C++ atomic list container


I'm playing around with std::atomic but I think I didn't fully understand the concept. I'm wondering why there are no atomic Containers. So I played a little bit around. First I tried the following:

std::atomic<std::list<int> > atomicList;

But as already some other people pointed out that this doesn't work because the constructor is noexcept. So I created some kind of hack:

template<class T>
class MyList
{
public:
    //Make sure that no exception is thrown
    MyList() noexcept
        try: l()
    {}catch(...) {}

    void push_back(const T &t) { l.push_back(t); }

    void pop_front() { l.pop_front(); }

    size_t size() const { return l.size(); }

private:
    list<T> l;

};

atomic<MyList<int> > atomicList;

Now I worked with it but I discovered that it doesn't work properly and I get Segmentation fault errors.

Can somebody please explain why it is not possible to create an atomic list this way?

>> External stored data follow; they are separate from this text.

PR #304, opened 2022-07-14
Updated fileHasText function in simtools/util/general.py to include the mmap module and the re.compile function. Fixes #293

### LINKED ISSUE #293: Use mmaps for simtools/util/general.py fileHasText()
see [reports](https://gitlab.cta-observatory.org/cta-consortium/aswg/simulations/simulation-model/simulation-model-description/-/blob/master/produceReport.py#L2660) or examples on Stackoverflow.

VictorBarbosaMartins:
Updated fileHasText function in simtools/util/general.py to include the mmap module and the re.compile function. Fixes #293

### DIFF
--- a/simtools/util/general.py
+++ b/simtools/util/general.py
@@ -1,6 +1,8 @@
 import logging
 import copy
 from collections import namedtuple
+import re
+import mmap
 
 import astropy.units as u
 from astropy.io.misc import yaml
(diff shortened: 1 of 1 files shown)


simtools/util/general.py
```diff
@@ -48,12 +50,14 @@ def fileHasText(file, text):
     -------
     bool
     """
-    with open(file, "r") as ff:
-        for ll in ff:
-            if text in ll:
+    with open(file, "rb",0) as stringFile, \
+        mmap.mmap(stringFile.fileno(), 0, access=mmap.ACCESS_READ) as textFileInput:
+            re_search_1 = re.compile(br'.*(%s).*'%text.encode())
```
orelgueta, line 55: Do you really need the `.*` around the text?

In addition, we should discuss style tomorrow, but in general use use either the `format` convention to build strings or `f-string` (the latter is preferred).

There's also a question of style of how to break the previous line, but we need to test it cause breaking `with` is always annoying.

orelgueta (commented):
It works, which is what's important, but I made some style comments. Let's discuss tomorrow.

VictorBarbosaMartins:
Thank you for the comments. I updated to include now the f-string format.

PR #305, opened 2022-07-15
Simplify setup

orelgueta:
Remove the need to add simtools to the path each time.


GernotMaier (approved):
Very nice - this was really needed.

EDIT: If someone wants to see how my test program really looks for better understanding:

#include <list>
#include <thread>
#include <sys/time.h>
#include <iostream>
#include <atomic>

using namespace std;

template<class T>
class MyList
{

public:
    MyList() noexcept
        try: l()
    {}catch(...) {}

    void push_back(const T &t) { l.push_back(t); }

    void pop_front() { l.pop_front(); }

    size_t size() const { return l.size(); }

private:
    list<T> l;

};

atomic<MyList<int> > l;

void work()
{
    for(unsigned int i = 0; i < 100000; ++i)
    {
        //Called operator()
        ((MyList<int>&)l).push_back(i);
        ((MyList<int>&)l).push_back(((MyList<int>&)l).size());
        ((MyList<int>&)l).pop_front();
    }
}

int main(int argc, char *args[])
{
    struct timeval time1;
    struct timeval time2;
    gettimeofday(&time1, 0);
    thread t1(work);
    thread t2(work);
    thread t3(work);
    thread t4(work);
    t1.join();
    t2.join();
    t3.join();
    t4.join();
    gettimeofday(&time2, 0);
    cout<<((time2.tv_sec-time1.tv_sec)+double(time2.tv_usec-time1.tv_usec)/1000000)<<endl;
}

Solution

  • The first and most important problem: this can't possibly work. You need synchronization around the execution of the member functions, not around retrieving the list. std::atomic doesn't even begin to resemble what you need.

    Regarding your attempted implementation, casting an atomic<T> to T& can't do anything reasonable.

    And even if it were meaningful, such a cast would completely forget the atomicness of your object, and so anything you do with the references won't be atomic operations.